For the Annual Report: The “Cybersecurity Governance” Section

The annual report should include a dedicated section on cybersecurity governance, distinct from the general IT section. This section should address:

  • Board Oversight: Which board committee (e.g., Audit Committee, Risk Committee) has primary responsibility for cybersecurity? The HKEX’s CGC Code Provision D.2.1 requires the board to have a formal role in risk oversight, and the annual report must disclose this.
  • Management Accountability: Who is the senior executive with direct responsibility for cybersecurity (e.g., CISO, Head of IT)? The report should state this person’s reporting line and their qualifications.
  • Incident Response Plan: A summary of the plan, including the notification timeline to the HKEX and the SFC. The issuer should confirm that the plan has been tested within the last 12 months.
  • Insurance: Does the issuer hold a cyber insurance policy? If so, the coverage limit and the deductible should be disclosed. The 2024 HKEX guidance suggests that a lack of cyber insurance is a risk factor that should be disclosed.

For Ongoing Compliance: The Inside Information Protocol

The most critical operational change is the establishment of an Inside Information Protocol for Cybersecurity Incidents. This protocol must define:

  • The Trigger Event: What constitutes a “material” cyber incident? The issuer must define this in its internal procedures (e.g., any incident that affects more than 10,000 customer records, or any incident that results in a ransom demand exceeding HKD 1 million).
  • The Escalation Path: The incident must be reported to the company secretary and the legal counsel within 2 hours of detection.

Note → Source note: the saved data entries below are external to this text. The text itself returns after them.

PR #1022, opened 2021-10-14
Fix nodefilesystem dependency coordinate

ccjernigan:
Looking at the published artifacts, it appears to have been renamed for the alpha-10 release.

https://search.maven.org/artifact/com.squareup.okio/okio-nodefilesystem 
https://search.maven.org/artifact/com.squareup.okio/okio-nodefilesystem-js


ccjernigan:
@oldergod Done

PR #1023, opened 2021-10-14
API and FakeFS tests for mustCreate/mustExist

oldergod:


okio-testing-support/src/commonMain/kotlin/okio/AbstractFileSystemTest.kt
```diff
@@ -1891,6 +2018,14 @@ abstract class AbstractFileSystemTest(
     }
   }
 
+  // TODO(Benoit) Remove once all filesystems support it.
+  private fun supportsMustCreateMustExist(): Boolean {
```
swankjesse, line 2022: Nice.

PR #1027, opened 2021-10-15
Add macosArm64 target

BoD:
This adds the `macosArm64` target.

This required depending on `kotlin-gradle-plugin:1.5.31` on the `build-support` module (as `macosArm64()` is a recent API), which prompted to remove its declaration from `Dependencies.kt` - which in turn allowed a few more simplifications (thanks @martinbonnin) as stdlib is automatically imported by the Kotlin plugin nowadays.

### DIFF
--- a/android-test/build.gradle.kts
+++ b/android-test/build.gradle.kts
@@ -65,7 +65,6 @@ dependencies {
   androidTestImplementation(deps.androidx.testExtJunit)
   androidTestImplementation(deps.androidx.testRunner)
   androidTestImplementation(deps.animalSniffer.annotations)
-  androidTestImplementation(deps.kotlin.stdLib.common)
   androidTestImplementation(deps.kotlin.test.annotations)
   androidTestImplementation(deps.kotlin.test.common)
   androidTestImplementation(deps.kotlin.test.jdk)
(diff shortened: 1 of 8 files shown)


build-support/build.gradle.kts
```diff
@@ -20,3 +20,7 @@ gradlePlugin {
     }
   }
 }
+
+dependencies {
+  implementation("org.jetbrains.kotlin:kotlin-gradle-plugin:1.5.31")
```
oldergod, line 25: Can this file refer to `buildSrc`? It'd be nice to keep the kotlin version in the `Dependencies.kt`
Here wouldn't be a place people would look at to update versions

oldergod (commented):
👍

build-support/build.gradle.kts
BoD: Unfortunately, it doesn't look like so, when I tried, `deps` was not resolving.

oldergod: I didn't realize `build-support` was its own project. ~Maybe we could just move the dependencies over there and get rid of `buildSrc`... that'd be a follow-up~ that didn't work.

swankjesse:
Nice.

PR #1029, opened 2021-10-18
Fix two Linux bugs

swankjesse:
We were always appending to the end on FileHandle. This fix writes in
the appropriate place by changing open flags.

We weren't returning the symlink target.

Also fix file opens to be as atomic as possible on all UNIX systems.


oldergod (approved):
GREAT

PR #1065, opened 2021-11-02
Add watchosX64 target

BoD:
This is a followup to https://github.com/square/okio/pull/1027 and https://github.com/square/okio/pull/1028, and adds `watchosX64` (Apple watchOS 64-bit simulator for watchOS 7.0 and newer, on x86_64 platforms)

### DIFF
--- a/build-support/src/main/kotlin/platforms.kt
+++ b/build-support/src/main/kotlin/platforms.kt
@@ -13,6 +13,7 @@ fun KotlinMultiplatformExtension.configureOrCreateNativePlatforms() {
   watchosArm32()
   watchosArm64()
   watchosX86()
+  watchosX64()
   watchosSimulatorArm64()
   // Required to generate tests tasks: https://youtrack.jetbrains.com/issue/KT-26547
   linuxX64()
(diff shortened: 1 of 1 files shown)


martinbonnin (approved):

oldergod (approved):
Thank you

build-support/src/main/kotlin/platforms.kt
```diff
@@ -46,7 +48,7 @@ val linuxTargets = listOf(
 
 val nativeTargets = appleTargets + linuxTargets + mingwTargets
 
-/** Note that size_t is 32-bit on all watchOS versions (ie. pointers are always 32-bit). */
+/** Note that size_t is 32-bit on legacy watchOS versions (ie. pointers are always 32-bit). */
```
swankjesse, line 51: Why the change to the word legacy? Arm64 is the architecture of the current Apple watch.

BoD: Woops sorry, you're right, I think I got confused because `watchosX64` is 64 bits and specific to recent WatchOS, but that's only the simulator, not the actual watch.

PR #1069, opened 2021-11-16
Update Kotlin to 1.6

oldergod:


JakeWharton:
You need to use macos-11 worker

JakeWharton:
See https://github.com/cashapp/turbine/pull/76

oldergod:
Sweet. I wonder what's their timeline to get macos-latest to 11: https://github.com/actions/virtual-environments/blob/main/images/macos/macos-11-Readme.md

I'm a bit puzzled by the removal of a windows platform on CI. Doesn't cost much to keep one.

JakeWharton:
The cost is significant build complexity and problems deploying because two Sonatype staging repos are created and must be released together. Turbine has no platform-specific code therefore there is no reason to build on multiple platforms.

JakeWharton (approved):

PR #1083, opened 2022-01-09
Common ForwardingSource.

yschimke:
Useful for okhttp.

### DIFF
--- a/okio/build.gradle.kts
+++ b/okio/build.gradle.kts
@@ -105,6 +105,9 @@ kotlin {
     }
     val nonJvmMain by creating {
       kotlin.srcDir("src/hashFunctions/kotlin")
+      dependencies {
+        dependsOn(commonMain)
+      }
     }
     val nonJvmTest by creating {
       dependencies {
--- a/okio/src/nonJvmMain/kotlin/okio/ForwardingSource.kt
+++ b/okio/src/nonJvmMain/kotlin/okio/ForwardingSource.kt
@@ -15,31 +15,18 @@
  */
 package okio
 
-import java.io.IOException
-
 /** A [Source] which forwards calls to another. Useful for subclassing. */
 actual abstract class ForwardingSource actual constructor(
   /** [Source] to which this instance is delegating. */
-  @get:JvmName("delegate")
   actual val delegate: Source
 ) : Source {
   // TODO 'Source by delegate' once https://youtrack.jetbrains.com/issue/KT-23935 is fixed.
 
-  @Throws(IOException::class)
   actual override fun read(sink: Buffer, byteCount: Long): Long = delegate.read(sink, byteCount)
 
   actual override fun timeout() = delegate.timeout()
 
-  @Throws(IOException::class)
   actual override fun close() = delegate.close()
 
-  actual override fun toString() = "${javaClass.simpleName}($delegate)"
-
-  @JvmName("-deprecated_delegate")
-  @Deprecated(
-    message = "moved to val",
-    replaceWith = ReplaceWith(expression = "delegate"),
-    level = DeprecationLevel.ERROR
-  )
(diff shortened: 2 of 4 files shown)


okio/build.gradle.kts
```diff
@@ -105,6 +105,9 @@ kotlin {
     }
     val nonJvmMain by creating {
       kotlin.srcDir("src/hashFunctions/kotlin")
+      dependencies {
```
yschimke, line 108: Bit curious why intellij is complaining for me without this.

okio/src/nonJvmMain/kotlin/okio/ForwardingSource.kt
```diff
@@ -0,0 +1,32 @@
...
+package okio
+
+/** A [Source] which forwards calls to another. Useful for subclassing. */
+actual abstract class ForwardingSource actual constructor(
+  /** [Source] to which this instance is delegating. */
+  actual val delegate: Source
+) : Source {
+  // TODO 'Source by delegate' once https://youtrack.jetbrains.com/issue/KT-23935 is fixed.
+
+  actual override fun read(sink: Buffer, byteCount: Long): Long = delegate.read(sink, byteCount)
```
yschimke, line 25: Curious about exception standards, should these be marked here?

okio/src/jvmMain/kotlin/okio/ForwardingSource.kt
```diff
@@ -18,22 +18,22 @@ package okio
 import java.io.IOException
 
 /** A [Source] which forwards calls to another. Useful for subclassing. */
```
oldergod, line 20: I don't think we need comments and todos in here anymore?

okio/src/nonJvmMain/kotlin/okio/ForwardingSource.kt
```diff
@@ -0,0 +1,32 @@
...
+ *
+ * Unless required by applicable law or agreed to in writing, software
+ * distributed under the License is distributed on an "AS IS" BASIS,
+ * WITHOUT WARRANTIES OR CONDITIONS OF ANY KIND, either express or implied.
+ * See the License for the specific language governing permissions and
+ * limitations under the License.
+ */
+package okio
+
+/** A [Source] which forwards calls to another. Useful for subclassing. */
```
oldergod, line 18: Again, I don't think we need comments and todos

okio/src/nonJvmMain/kotlin/okio/ForwardingSource.kt
oldergod: I think it's only needed if this wasn't set already in the expect class. I would look at other actuals, like FileSystem to compare.

oldergod (commented):
Why do you need to create a nonJvmMain one if they have the same content? Will it differ in follow-up?

yschimke:
> Why do you need to create a nonJvmMain one if they have the same content? Will it differ in follow-up?

I removed a deprecated member

```

  @JvmName("-deprecated_delegate")
  @Deprecated(
    message = "moved to val",
    replaceWith = ReplaceWith(expression = "delegate"),
    level = DeprecationLevel.ERROR
  )
  fun delegate() = delegate
```

okio/src/nonJvmMain/kotlin/okio/ForwardingSource.kt
yschimke: Following FileSystem I put them in.

oldergod (approved):

okio/build.gradle.kts
```diff
@@ -105,6 +105,9 @@ kotlin {
...
+        dependsOn(commonMain)
```
JakeWharton, line 109: This goes outside the `dependencies { }` block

The board must be notified within 4 hours.
  • The Disclosure Decision: The company secretary, in consultation with the sponsor (if applicable) and external legal counsel, must determine within 12 hours whether the incident constitutes “inside information” under Part XIVA of the SFO. If it does, a filing to the HKEX must be made under Rule 13.09.
  • The Trading Halt: If the incident is severe enough to create a false market (e.g., a ransomware attack that encrypts the issuer’s financial records), the issuer must request a trading halt before any disclosure is made.

Actionable Takeaways

  1. Treat data privacy and cybersecurity as a standalone due diligence workstream for any IPO or material acquisition, with a dedicated legal opinion mapping compliance against the PDPO, PIPL, and any applicable foreign laws.
  2. Quantify the financial exposure of a material data breach in the “Risk Factors” section of the prospectus, using a specific range based on industry benchmarks and a legal assessment of potential regulatory penalties.
  3. Establish an Inside Information Protocol for cybersecurity incidents with a 2-hour escalation timeline to the company secretary and a 12-hour decision window for market disclosure under Main Board Rule 13.09.
  4. Disclose the board’s specific role in cybersecurity oversight in the annual Corporate Governance Report, including the committee responsible and the qualifications of the senior executive with direct accountability.
  5. Benchmark the issuer’s cybersecurity expenditure and incident response plan against the HKMA’s TM-G-1 standard, even if the issuer is not a bank, as the HKEX now uses this as a baseline for evaluating risk management adequacy.